The first step in the methodological approach of evaluation is to represent the objects upon a plane or, in less favorable cases, a 3-D surface, and identify the direction and sense along which an increased performance is observed.
Figure 1 presents, schematically, an illustrative situation in which the positive sense of the horizontal axis is associated with increasing quantity/quality. The objects are located in two main areas, for which the notation ‘Potentially fundable’ and ‘Potentially not fundable’ is employed as a simplified caricaturized view. Those located in the ‘Potentially fundable’ region are clearly productive, while the ‘Potentially not fundable’ are falling behind. A third area, depicted in grey, can be found between these two more extreme classes, corresponding to the region where subjective or policy criteria are mandatory, to promote the subjects into either of the two large classes. In general, successfully evaluated R&D units (white markers) are located to the right, unsuccessful ones (black markers) to the left, while their coexistence is found in the grey area. However, one of the objects, a low performance one, is labeled as successful after evaluation (including the inclusion of subjective/policy criteria). This is a situation prone to be revised, as it could be a result of the evaluators’ perspective, excessively stained by personal perceptions or/and strategic or policy design.

Schematic representation of the discrimination areas, concerning the evaluation of the objects (institutions/individuals), established using objective criteria of performance assessment.
Figure 1 is a metrics-based construction for subjects located in the ‘Potentially not fundable’ and ‘Potentially fundable’ regions, an automatic selection is more likely to be sufficient, and less intervention from the evaluator is, a priori, required. We should not discard the idea that, in some exceptional situations, a R&D unit can switch from ‘Potentially fundable’ to ‘Potentially not fundable’ or vice versa: this should be duly justified, especially in the former case, and made clear why the subjective or policy criteria dominated over performance indicators.

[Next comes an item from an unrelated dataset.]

Issue #1991, opened 2026-07-13
P2 ci: stress trend gate fails runs on Confluent-only baseline regressions — control-client drops signal environment, need Dekaf/Confluent ratio corroboration


thomhurst:
## Problem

The units depicted in the grey area should not, in principle, be subjected to a blind cut line because, ultimately, this would imply the irrelevance of the less objective assessment.
The process is, thus, made in three steps. In the first step, the system is characterized and mapped, using metrics information, to define zones. Subsequently, additional criteria, in most cases totally independent of the measurable variables, are introduced and a first draft of the outcome is produced. The question arises as to whether we may also have additional criteria based on measurable values. In some cases, the answer is yes. Consider that one focuses on one of the variables used pertaining to objective indicators, and uses it (concomitantly or not) in an independent condition. For example, research units that provide services for others receive a bonus for ranking. These services may be quantified, but the bonus criterion may be included among the policy criteria.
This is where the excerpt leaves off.